Discussion in 'Shader Graph' started by Josiah_Ironclad, Aug 13, 2021.

  1. Josiah_Ironclad

    Josiah_Ironclad

    Joined:
    Sep 24, 2019
    Posts:
    156
    I'm working on a sprite shader for my project's entities, and since I'd like to keep the benefits of a spritesheet (convenience among other things), I'm trying to do some UV magic to switch which entity is displayed based on a given value in the materials.

    This is my spritesheet currently; it's 32x16 pixels:
    upload_2021-8-13_22-23-47.png

    I tried two methods; One by just using the Flipbook node, and the other I found in this kind of unrelated tutorial.

    Flipbook method:
    upload_2021-8-13_22-18-34.png

    Tutorial method:
    upload_2021-8-13_22-19-19.png
    "Spritesheet Position" is a Vector2 of (0, 0) for the slime, and (1, 0) for the skeleton dude.
    "Spritesheet Size" is also a Vector2, and is constant across materials, (2, 1).

    The rest of my shader doesn't do anything other than mess with the texture's colors. And as you can see, it looks perfectly fine in the preview image. But inside the scene...
    upload_2021-8-13_22-27-45.png (just fyi, this is 3 separate entity objects)

    I have been fiddling with quite a few things, like the texture's wrap mode in import settings, the Sprite Renderer's various settings inside the scene, the shader itself (hence why I tried two methods).

    A workaround I found is setting the spritesheet size to (1, 1), and the position to (0, 0) for the slime, and (0.5, 0) for the skeleton.

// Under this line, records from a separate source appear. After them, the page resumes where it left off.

PR #314, opened 2012-04-04
bz18965. OSError in mtime_invalidator

paulswartz:
If the file does not exist, or disappears, the cache should be invalidated.


geoffl:
looks good

PR #316, opened 2012-04-04
bz18974: Always emit will-play.

geoffl:
Many components depend on it so emit even if the duration is None.
Having said that make the receivers of this signal check that duration
is vaild before using.


bendk:
Looks good.

PR #317, opened 2012-04-04
bz18972: Update appcast urls.

geoffl:


bendk:
Pretty simple, looks good to me.

PR #319, opened 2012-04-05
bz18644, comment #18: increase min-width of the date column.

bendk:


paulswartz:
Just increases the width of the column; looks fine.

PR #323, opened 2012-04-09
bz18969. fallback for Natty

paulswartz:
Natty has an older version of FFmpeg, so instead of the new commandline
arguments we need to use older versions.


bendk:
Looks fine to me.

PR #324, opened 2012-04-09
bz18992: fix layout of dialogs on OSX (specifically item-edit)

bendk:
Added a function to help debug layout code.  It recursively prints out the
size request for a given widget and its descendents.

Fixed things 2 ways:

 1) If the size request for our content widget changes, then we re-place it.
 This is needed because the window frame size changes.

 2) Set size request for the item edit content panel so that it fits the
 biggest panel we have.  This makes the dialog change less when things switch.


paulswartz:
Looks fine.

PR #329, opened 2012-04-12
Updated setup.py and binary_kit_version

bendk:
This goes with a binary kit change that adds the DLLs from Visual C++ 10.0.


paulswartz:
Looks fine.

PR #330, opened 2012-04-12
bz19008. timeout MutagenTask (if supported)

paulswartz:
When given a broken file, Mutagen can hang in a busyloop reading the file.  If
supported by the operating system, we can use signals (SIGALRM in particular)
to kill the busyloop.

I'm not convinced that this is the ideal way to do it, but that'll get covered
by peer review.


bendk:
Looks great.  Merging.

PR #333, opened 2012-04-19
bz19033: handle items being removed in-between idle-iterator steps

bendk:
Fetch all items at once and store them in a list rather than iterate through
self.items.  We shouldn't be using the same view after we yield and let other
threads access the DB.

Check for items being removed in-between when we've noticed their dups and
when we get around to deleting them.

These are both blind fixes, but I think they should be safe.  I'm also fairly
positive they will fix the bug.


paulswartz:
Looks fine.

PR #334, opened 2012-04-20
Revert "bz18863: Don't create display until we really need to show it."

paulswartz:
This reverts commit d8bc1d5b37959f80b2f503d2bafe11842376e7d9.  It's an efficiency
speedup, but it's causing the widths of views to be calculated incorrectly.


bendk:
Looks good to me.  Merging.  Can you re-open #18863 paul and add comments explaining whatever you know about it.

PR #335, opened 2012-04-20
bz18985. fix failing MovieData tests on OS X

paulswartz:
DRM files were handled slightly differently on OS X, so we special-case them in the unit-tests.


bendk:
unittest-only changes, seems fine to me.

PR #338, opened 2012-04-23
bz19040. some feeds break feedparser's image handling

paulswartz:
I didn't actually see this with my version of Feedparser (it's returning a
dictionary with an 'href' key instead), but I can visualize it returning a
Unicode string given some feed.  This code tries to be a bit more careful about
checking the keys (and whether it's looking at a dictionary at all) before
overriding the thumbnail.


bendk:
Looks great.

PR #977, opened 2025-08-25
ci: enable ASan on GCC

mizvekov:


alandefreitas:
Should we close this PR?

mizvekov:
Yeah, supplanted by the Clang based sanitizers, I don't think we need this anymore.

PR #978, opened 2025-08-25
Accessibility improvements

2LoS:
This is just a little part of the overall work, but I'd like to receive a feedback before continuing. I'd also like to know which level of Accessibility the website should at least support, since, in some situations, this may also have an impact on the design. My idea is to keep the WCAG 2.2, Level AA. This should be a good trade-off between simplicity for development and a better UX for people with disabilities. Moreover, this should make the website conformant with the EAA (EN 301 549).

The `header-cta` links had "aria-label" attributes that essentially repeated what the information that can be retrieved by the text node. Also, the first link had a mismatch between what there was in the `aria-label` attribute ("Documentation") and what  there's in the text node ("Get Started").

The `menu-bar` unordered list heavily uses the `role` attribute. However, this doesn't seem necessary, since the semantics is already provided by the DOM. If the intention was to remove the semantics of `<li>` to replace it with `<a>`, I think the issue is more related to this [article](https://ivogomes.medium.com/navega%C3%A7%C3%A3o-sem-listas-um-teste-de-acessibilidade-b5d5876ac528).

The `role="navigation"` attribute was used in a `<nav>` tag, even if this is already provided by the tag itself. Indeed, the `<nav>` tag has implicitly the navigation role. If the intention was to keep it for compatibility with browsers that doesn't support HTML5, it should be at least applied consistently.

But this seems impractical/unscalable at best, considering the bigger the spritesheet gets, the smaller the appropriate values are gonna get, and I'm gonna have to edit them all whenever I add or remove a row or column in the spritesheet image file.
    The same workaround doesn't work with the Flipbook node, as changing the size to 1x1 just makes it impossible to switch to the skeleton.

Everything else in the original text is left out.